| What the task asks |
Look below. Copy each line that has "just" in it.
= = =
PR #15238, opened 2026-02-24
[python] Parse entrypoint variable name.

dnwpark:
Python entrypoint detection methods may find a variable other than `app`, `application` or `handler`. We should use it in `vc_init` when available.

Not sure what to do about `start-dev-server.ts` though...

Also, maybe we should support `app.py:run` as an explicit entrypoint format.

> [!WARNING]
> High Risk Change
>
> This PR changes Python entrypoint detection logic from boolean checks to returning variable names, modifying how the runtime resolves and loads application handlers - a change to critical build/runtime infrastructure that could affect all Python deployments.
> 
> - Changes entrypoint detection from boolean to returning variable name across multiple packages
> - Modifies vc_init.py runtime logic for resolving app/handler variables
> - Alters return types of entrypoint detection functions from string to [string, string] tuples
>
> <sup>Risk assessment for [commit 73df0ea](https://github.com/vercel/vercel/commit/73df0ea5ad6bafd8222726165a06cb016958fdea).</sup>

### DIFF
--- a/.changeset/little-wasps-wonder.md
+++ b/.changeset/little-wasps-wonder.md
@@ -1,0 +1,8 @@
+---
+'@vercel/python-analysis': minor
+'@vercel/python-runtime': minor
+'@vercel/build-utils': minor
+'@vercel/python': minor
+---
+
+Use specified entrypoint variable for python when available.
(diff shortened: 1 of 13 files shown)


dnwpark:
superceded by #15614

PR #15255, opened 2026-02-25
[ci] set release fetch depth

ricardo-agz:
Fixes issue where we always run the python PyPI release process even if the version has not changed.

Default fetch depth when unset is 1, which causes `HEAD^` to fail and previous version to fall back to '', which triggers the release process since currentVersion !== previousVersion in `publish.mjs`

> [!NOTE]
> Low Risk Change
>
> This PR adds a fetch-depth configuration to the GitHub Actions checkout step to fix a CI release process bug, which is a minor infrastructure change with low risk.
> 
> - CI: adds fetch-depth: 2 to checkout action in release workflow
> - Empty changeset file added
>
> <sup>Risk assessment for [commit d4bbdbd](https://github.com/vercel/vercel/commit/d4bbdbd1a8130918208a1c96e50a4b79ec357381).</sup>


.github/workflows/release.yml
```diff
@@ -25,6 +25,7 @@ jobs:
         uses: actions/checkout@v4
         with:
           token: ${{ secrets.GH_TOKEN_PULL_REQUESTS }}
+          fetch-depth: 2
```
elprans, line 29: I would add a comment here as to why so that it doesn't get dropped unknowingly

elprans (approved):

tknickman (approved):

PR #485, opened 2022-06-16
sdl2_mixer: get rid of sdl2 dependency hack

neheb:
In combination with the other sdl2 PR, fixes compilation under MSYS2.

ping @Jan200101


Jan200101:
:+1:
Works fine on Linux and MinGW

PR #500, opened 2022-06-25
fix ogg and vorbis under MinGW

neheb:
def files need changing.


jpakkane:
Hmmmm. I'm not actually sure if the update scripts can handle two commits that update two packages in the same merge request...

neheb:
Logs say both got built. Note that the latter depends on the former.

jpakkane:
Let\s live on the edge and see what happens.

PR #508, opened 2022-06-26
unit-system: update to 0.5.3

neheb:

### DIFF
--- a/ci_config.json
+++ b/ci_config.json
@@ -16,7 +16,6 @@
     "libgpiod",
     "mocklibc",
     "termbox",
-    "unit-system",
     "zstd",
     "ludocode-mpack",
     "m4",
@@ -30,7 +29,6 @@
     "mocklibc",
     "rtaudio",
     "tinyxml2",
-    "unit-system",
     "zstd"
   ],
   "cexception": {
--- a/releases.json
+++ b/releases.json
@@ -2240,12 +2240,10 @@
   },
   "unit-system": {
     "dependency_names": [
-      "unit-system-full",
-      "unit-system-generic",
-      "unit-system-base",
-      "unit-system-common"
+      "unit-system"
     ],
     "versions": [
+      "0.6.1-1",
       "0.5.2-1",
       "0.5.0-1"
     ]
--- a/subprojects/unit-system.wrap
+++ b/subprojects/unit-system.wrap
@@ -1,9 +1,8 @@
 [wrap-file]
-directory = unit-system-0.5.2
-
-source_url = https://github.com/noah1510/unit-system/archive/refs/tags/v0.5.2.tar.gz
-source_filename = unit-system-0.5.2.tar.gz
-source_hash = 77758587bd1da89994cbc38c3c5f5513de77ff1c7df7334e7ab88db9854ee316
+directory = unit-system-0.6.1
+source_url = https://github.com/noah1510/unit-system/archive/refs/tags/v0.6.1.tar.gz
+source_filename = unit-system-0.6.1.tar.gz
+source_hash = d863c02bc2c99daf710e857ff21fc0ed915dab37af26f9b91a04d32a21e2768d
 
 [provide]
-dependency_names = unit-system-full, unit-system-generic, unit-system-base, unit-system-common
+unit-system = unit_system_dep


neheb:
I could probably fix this with a def fine. No idea how C++ functions are named though...

jpakkane:
In Debian at least it is possible to give C++ function names in unmangled form. If VS does not support that then the only reasonable way to make it work is with visibility attributes.

neheb:
a git grep of build_target indicates that this is just avoided by compiling static on MSVC.

neheb:
ping @noah1510 since you're active here, can you add dllexport to this package?

noah1510:
I copied the dllexport include from the imgui package into the latest commit. This should get it working right? If so I will create a new patch release.

neheb:
```
 LINK : warning LNK4001: no object files specified; libraries used
LINK : error LNK2001: unresolved external symbol _DllMainCRTStartup
subprojects\unit-system-0.5.3\generic\unit-system-generic-0.dll : fatal error LNK1120: 1 unresolved externals
```

No idea what's going on.

jpakkane:
The upstream build definition specifies a library file that has no sources, only headers. If this is a header-only library then it should not try to build a library, the `declare_dependency` only needs an `include_directories` in that case.

noah1510:
@jpakkane Thanks for the advice. Now the static compile works on windows.

Is there a way to automatically generate the def files? As long as there is none and I would have to add export macros to all of the functions of the headers, I will **not** support msvc if that is the case.

xclaesse:
Why is this adding a meson.build file? Upstream has one: https://github.com/noah1510/unit-system/blob/main/meson.build

neheb:
Intermediate step to trying to figure out MSVC compilation.

neheb:
> @jpakkane Thanks for the advice. Now the static compile works on windows.
> 
> Is there a way to automatically generate the def files? As long as there is none and I would have to add export macros to all of the functions of the headers, I will **not** support msvc if that is the case.

You can create a python script to do this. See https://github.com/libsndfile/libsndfile/blob/master/src/create_symbols_file.py

noah1510:
That would in theory be an option.
However for this library its kind of overkill since every symbol need to be exported.
To not miss a symbol I would automatically generate the symbol list from the linux so files and pray the list does not break anything.

Does the order of the symbols matter or is it fine if they are in whatever order they are in a so file by default?

noah1510:
I just uploaded a first set of def files to the git repo. Since I have no windows machine to test on right now, I can not integrate them into the build system files yet. Tomorrow I should get them working if everything goes according to plan.

noah1510:
I added the def files for the core modules. Now the shared compile works with msvc as long as the tests are disabled.

neheb:
```
2022-09-01T21:23:19.1822355Z [16/20] "link"  /MACHINE:x64 /OUT:subprojects/unit-system-0.5.3/generic/unit-system-generic-0.dll  "/nologo" "/release" "/nologo" "/DEBUG" "/PDB:subprojects\unit-system-0.5.3\generic\unit-system-generic-0.pdb" "/DLL" "/IMPLIB:subprojects\unit-system-0.5.3\generic\unit-system-generic.lib" "/MAP" "/MAPINFO:EXPORTS" "kernel32.lib" "user32.lib" "gdi32.lib" "winspool.lib" "shell32.lib" "ole32.lib" "oleaut32.lib" "uuid.lib" "comdlg32.lib" "advapi32.lib"
2022-09-01T21:23:19.1824985Z FAILED: subprojects/unit-system-0.5.3/generic/unit-system-generic-0.dll subprojects/unit-system-0.5.3/generic/unit-system-generic-0.pdb 
2022-09-01T21:23:19.1827163Z "link"  /MACHINE:x64 /OUT:subprojects/unit-system-0.5.3/generic/unit-system-generic-0.dll  "/nologo" "/release" "/nologo" "/DEBUG" "/PDB:subprojects\unit-system-0.5.3\generic\unit-system-generic-0.pdb" "/DLL" "/IMPLIB:subprojects\unit-system-0.5.3\generic\unit-system-generic.lib" "/MAP" "/MAPINFO:EXPORTS" "kernel32.lib" "user32.lib" "gdi32.lib" "winspool.lib" "shell32.lib" "ole32.lib" "oleaut32.lib" "uuid.lib" "comdlg32.lib" "advapi32.lib"
2022-09-01T21:23:19.1829089Z LINK : warning LNK4001: no object files specified; libraries used
2022-09-01T21:23:19.1829669Z LINK : error LNK2001: unresolved external symbol _DllMainCRTStartup
2022-09-01T21:23:19.1830476Z subprojects\unit-system-0.5.3\generic\unit-system-generic-0.dll : fatal error LNK1120: 1 unresolved externals
2022-09-01T21:23:19.1831194Z ninja: build stopped: subcommand failed.
```

@noah1510

neheb:
Never mind. Builds after adding another file. Waiting for new release so I can get rid of all of these files.

PR #509, opened 2022-06-26
lmdb: get rid of build_target

neheb:
Fix MSVC properly by providing a def file.


neheb:
ping @jpakkane this is ready.

jpakkane:
Anyone with review rights could do this, really. It would even be better to have more people on to spread the workload.

PR #510, opened 2022-06-26
liburing: update to 2.2

fischerling:
Simplify the test definitions and bump the required meson version to
use the filesystem module.

Reflect the upstream changes to the custom ./configure script in the
root meson build definition.

Signed-off-by: Florian Fischer <florian.fischer@muhq.space>


eli-schwartz:
Hmm, so you're just unconditionally linking to `-pthread` whether the test needs it or not?

fischerling:
> Hmm, so you're just unconditionally linking to `-pthread` whether the test needs it or not?

Yes this is what the upstream Makefile does to.
it was changed in https://github.com/axboe/liburing/commit/664bf782a6d78f701301ef6ebdd7cf63b2e3ee09

eli-schwartz (commented):
- https://github.com/axboe/liburing/commit/de214792d38700ba470a560cf3729a9bd62acb35 -- removes fomit-frame-pointer
- https://github.com/axboe/liburing/commit/2de98320d5b02951936fc0ab677dd01e4fb2a7a7 -- adds -fno-stack-protector

eli-schwartz:
While comparing the diff upstream, I realized that this wrap has never set the `version: ...` kwarg for the library. It's supposed to be the same as the project version (in this case, `'2.2'` with the soname auto-derived from the first component).

subprojects/packagefiles/liburing/test/meson.build
```diff
@@ -127,28 +151,30 @@ if has_array_bounds
...
-               dependencies : t[2],
+               dependencies : test_dependencies,
                install : true,
                install_dir : get_option('datadir') / 'liburing-test')
 
-    test(t[0],
+    test(test_name,
          runtests_sh,
-         args : t[0],
+         args : test_name,
```
eli-schwartz, line 171: The test harness will try to detect issues logged in dmesg, but relies on not having intermixed logs in that case. So I think this should probably have used `is_parallel: false` all along?

subprojects/packagefiles/liburing/meson.build
```diff
@@ -74,13 +88,19 @@ has_cxx = cpp.compiles(code, name: 'C++')
 has_ucontext = (cc.has_type('ucontext_t', prefix: '#include <ucontext.h>')
   and cc.has_function('makecontext', prefix: '#include <ucontext.h>'))
 
+has_memfd_create = cc.has_function('memfd_create',
+                                   args: ['-D_GNU_SOURCE'],
+                                   prefix: '#include <sys/mman.h>')
```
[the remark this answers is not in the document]
fischerling: But this commit is after the liburing-2.2 tag. Should we include the changes in our 2.2 wrap?

fischerling:
> While comparing the diff upstream, I realized that this wrap has never set the `version: ...` kwarg for the library. It's supposed to be the same as the project version (in this case, `'2.2'` with the soname auto-derived from the first component).

Thanks. The wrap now sets the library version and soversion derived from the project version.

I kept the changes relating the review in a separate commit which I would squash when the PR is ready.

subprojects/packagefiles/liburing/src/meson.build
```diff
@@ -11,6 +11,8 @@ liburing = library('uring',
                    c_args: '-DLIBURING_INTERNAL',
                    link_args: '-Wl,--version-script=' + meson.current_source_dir() + '/liburing.map',
                    link_depends: 'liburing.map',
+                   version: meson.project_version(),
+                   soversion: meson.project_version().split('.')[0],
```
eli-schwartz, line 15: Per the soversion documentation:
> If this is not specified, the first part of `version` is used instead (see below). For example, if `version` is `3.6.0` and `soversion` is not defined, it is set to `3`.

subprojects/packagefiles/liburing/test/meson.build
eli-schwartz: Since there are multiple test suites which I guess shouldn't all be run at the same time by a default `meson test`, perhaps we should use `add_test_setup()` to define a test profile which only runs the "once" tests, and declare it as the default?

eli-schwartz (changes requested):

subprojects/packagefiles/liburing/src/meson.build
fischerling: So you suggest dropping the `soversion` key word argument since we are reimplementing the default behavior?

eli-schwartz: Exactly.

subprojects/packagefiles/liburing/meson.build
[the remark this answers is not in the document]
eli-schwartz: Well, probably not. The newly added code is there in the release anyway, the define is needed to prevent conflicting definitions, but the newly added code was immediately dropped post-release, meh. :p

fischerling:
> Alright, that looks pretty good. Time to squash the fixup changes I think.
> 
> I'm thinking organization-wise it might make sense to have two commits:
> 
> * one for the cleanups
> * then one for the version bump and associated config.h / test list updates
> 
> What do you think?

Sounds good to me.
I have squashed and swapped the cleanup changes with the actual update.

PR #512, opened 2022-07-01
libusb: fix compilation with MinGW

neheb:
Upstream has a bug with this release where if clock_gettime is found,
compilation fails. Missing ifdef in the code. Fixed in latest master.

Also fixed a soversion issue with GNU ld + MinGW. Seems the MSVC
= = =
| Solution |
a git grep of build_target indicates that this is just avoided by compiling static on MSVC.
I just uploaded a first set of def files to the git repo. Since I have no windows machine to test on right now, I can not integrate them into the build system files yet. Tomorrow I should get them working if everything goes according to plan.
Hmm, so you're just unconditionally linking to `-pthread` whether the test needs it or not?
> Hmm, so you're just unconditionally linking to `-pthread` whether the test needs it or not?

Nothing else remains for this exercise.